Stored data entries:
• • •
PR #286, opened 2026-06-28
refactor: Document and simplify tpcdsgen `Options` <--> `Session` conversion

alamb:
While reviewing the TPC-DS configuration code I found myself wishing that Options had more documentation.\n\nThis adds rustdoc for the CLI options and moves the Options/Session conversions onto standard Rust traits.\n\nIt also removes the parallel default constants by using clap's defaults directly.

### DIFF
--- a/tpcdsgen/src/config/options.rs
+++ b/tpcdsgen/src/config/options.rs
@@ -1,7 +1,13 @@
 use crate::config::{CompatMode, Session, Table};
-use crate::error::{InvalidOptionError, Result};
+use crate::error::{InvalidOptionError, Result, TpcdsError};
 use clap::Parser;
+use std::fmt;
 
+/// TPC-DS command-line options.
+///
+/// [`Options`] parses CLI arguments using [`clap`].
+/// Use [`Options::to_session`] to
+/// convert these values into a validated [`Session`] for row generation.
 #[derive(Parser, Debug, Clone)]
 #[command(name = "tpcdsgen")]
 #[command(about = "Rust implementation of TPC-DS data generator")]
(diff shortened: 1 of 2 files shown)


tpcdsgen/src/config/options.rs
```diff
@@ -56,69 +62,14 @@ pub struct Options {
 }
 
 impl Options {
-    // Default constants (matching Java implementation)
```
alamb, line 59: these are all redundant with the clap defaults, so remove them and use the clap values instead

tpcdsgen/src/config/options.rs
```diff
@@ -56,69 +62,14 @@ pub struct Options {
...
-            table: None,
-            null_string: Self::DEFAULT_NULL_STRING.to_string(),
-            separator: Self::DEFAULT_SEPARATOR.to_string(),
-            do_not_terminate: Self::DEFAULT_DO_NOT_TERMINATE,
-            no_sexism: Self::DEFAULT_NO_SEXISM,
-            parallelism: Self::DEFAULT_PARALLELISM,
-            overwrite: Self::DEFAULT_OVERWRITE,
-            compat: Self::DEFAULT_COMPAT,
-        }
+        Self::parse_from(["tpcdsgen"])
```
alamb, line 67: here is how to get the clap defaults

tpcdsgen/src/config/options.rs
```diff
@@ -56,69 +62,14 @@ pub struct Options {
...
-            table_option,
-            self.null_string.clone(),
-            separator_char,
-            self.do_not_terminate,
-            self.no_sexism,
-            self.parallelism,
-            self.overwrite,
-            self.compat,
-        ))
+        Session::try_from(self.clone())
```
alamb, line 72: moved to a more rust idomatic `TryFrom` impl

tpcdsgen/src/config/options.rs
```diff
@@ -184,6 +135,95 @@ impl Options {
...
+            options.do_not_terminate,
+            options.no_sexism,
+            options.parallelism,
+            options.overwrite,
+            options.compat,
+        ))
+    }
+}
+
+impl fmt::Display for Options {
```
alamb, line 178: Moved from     
```rust
pub fn get_command_line_arguments(&self) -> String {
```

As this logic is for converting Options to a command line argument.

And then I cleanly sepatated the logic that convertes from `Session` --> `Options` rather than combining the two

tpcdsgen/src/config/session.rs
```diff
@@ -193,49 +193,25 @@ impl Session {
...
-        if let Some(table) = self.table {
-            output.push(format!("--table {}", table.get_name()));
-        }
-        if self.null_string != Options::DEFAULT_NULL_STRING {
-            output.push(format!("--null {}", self.null_string));
-        }
-        if self.separator != Options::DEFAULT_SEPARATOR {
-            output.push(format!("--separator {}", self.separator));
+impl From<Session> for Options {
+    fn from(session: Session) -> Self {
```
alamb, line 201: instead of Session making the CLI arguments directly, now it first converts to a `Options` and then the options knows how to make CLI arguments, rather than mixing abstraction boundaries

tpcdsgen/src/config/options.rs
kevinjqliu: https://github.com/clflushopt/tpchgen-rs/blob/6d51156f32ffbb07b7eab3eca502556e8ea9092a/tpcdsgen/src/config/options.rs#L8-L56

tpcdsgen/src/config/options.rs
```diff
@@ -184,6 +135,95 @@ impl Options {
     }
 }
 
+impl TryFrom<Options> for Session {
+    type Error = TpcdsError;
+
+    fn try_from(options: Options) -> Result<Self> {
```
kevinjqliu, line 141: 👍  verbatim with `    pub fn to_session(&self) -> Result<Session> {` above

kevinjqliu (approved):
LGTM

alamb:
🚀  let's keep it moving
• • •
What you need to do:
Copy out the records above exactly.

Result below:
PR #286, opened 2026-06-28
refactor: Document and simplify tpcdsgen `Options` <--> `Session` conversion

alamb:
While reviewing the TPC-DS configuration code I found myself wishing that Options had more documentation.\n\nThis adds rustdoc for the CLI options and moves the Options/Session conversions onto standard Rust traits.\n\nIt also removes the parallel default constants by using clap's defaults directly.

### DIFF
--- a/tpcdsgen/src/config/options.rs
+++ b/tpcdsgen/src/config/options.rs
@@ -1,7 +1,13 @@
 use crate::config::{CompatMode, Session, Table};
-use crate::error::{InvalidOptionError, Result};
+use crate::error::{InvalidOptionError, Result, TpcdsError};
 use clap::Parser;
+use std::fmt;
 
+/// TPC-DS command-line options.
+///
+/// [`Options`] parses CLI arguments using [`clap`].
+/// Use [`Options::to_session`] to
+/// convert these values into a validated [`Session`] for row generation.
 #[derive(Parser, Debug, Clone)]
 #[command(name = "tpcdsgen")]
 #[command(about = "Rust implementation of TPC-DS data generator")]
(diff shortened: 1 of 2 files shown)


tpcdsgen/src/config/options.rs
```diff
@@ -56,69 +62,14 @@ pub struct Options {
 }
 
 impl Options {
-    // Default constants (matching Java implementation)
```
alamb, line 59: these are all redundant with the clap defaults, so remove them and use the clap values instead

tpcdsgen/src/config/options.rs
```diff
@@ -56,69 +62,14 @@ pub struct Options {
...
-            table: None,
-            null_string: Self::DEFAULT_NULL_STRING.to_string(),
-            separator: Self::DEFAULT_SEPARATOR.to_string(),
-            do_not_terminate: Self::DEFAULT_DO_NOT_TERMINATE,
-            no_sexism: Self::DEFAULT_NO_SEXISM,
-            parallelism: Self::DEFAULT_PARALLELISM,
-            overwrite: Self::DEFAULT_OVERWRITE,
-            compat: Self::DEFAULT_COMPAT,
-        }
+        Self::parse_from(["tpcdsgen"])
```
alamb, line 67: here is how to get the clap defaults

tpcdsgen/src/config/options.rs
```diff
@@ -56,69 +62,14 @@ pub struct Options {
...
-            table_option,
-            self.null_string.clone(),
-            separator_char,
-            self.do_not_terminate,
-            self.no_sexism,
-            self.parallelism,
-            self.overwrite,
-            self.compat,
-        ))
+        Session::try_from(self.clone())
```
alamb, line 72: moved to a more rust idomatic `TryFrom` impl

tpcdsgen/src/config/options.rs
```diff
@@ -184,6 +135,95 @@ impl Options {
...
+            options.do_not_terminate,
+            options.no_sexism,
+            options.parallelism,
+            options.overwrite,
+            options.compat,
+        ))
+    }
+}
+
+impl fmt::Display for Options {
```
alamb, line 178: Moved from     
```rust
pub fn get_command_line_arguments(&self) -> String {
```

As this logic is for converting Options to a command line argument.

And then I cleanly sepatated the logic that convertes from `Session` --> `Options` rather than combining the two

tpcdsgen/src/config/session.rs
```diff
@@ -193,49 +193,25 @@ impl Session {
...
-        if let Some(table) = self.table {
-            output.push(format!("--table {}", table.get_name()));
-        }
-        if self.null_string != Options::DEFAULT_NULL_STRING {
-            output.push(format!("--null {}", self.null_string));
-        }
-        if self.separator != Options::DEFAULT_SEPARATOR {
-            output.push(format!("--separator {}", self.separator));
+impl From<Session> for Options {
+    fn from(session: Session) -> Self {
```
alamb, line 201: instead of Session making the CLI arguments directly, now it first converts to a `Options` and then the options knows how to make CLI arguments, rather than mixing abstraction boundaries

tpcdsgen/src/config/options.rs
kevinjqliu: https://github.com/clflushopt/tpchgen-rs/blob/6d51156f32ffbb07b7eab3eca502556e8ea9092a/tpcdsgen/src/config/options.rs#L8-L56

tpcdsgen/src/config/options.rs
```diff
@@ -184,6 +135,95 @@ impl Options {
     }
 }
 
+impl TryFrom<Options> for Session {
+    type Error = TpcdsError;
+
+    fn try_from(options: Options) -> Result<Self> {
```
kevinjqliu, line 141: 👍  verbatim with `    pub fn to_session(&self) -> Result<Session> {` above

kevinjqliu (approved):
LGTM

alamb:
🚀  let's keep it moving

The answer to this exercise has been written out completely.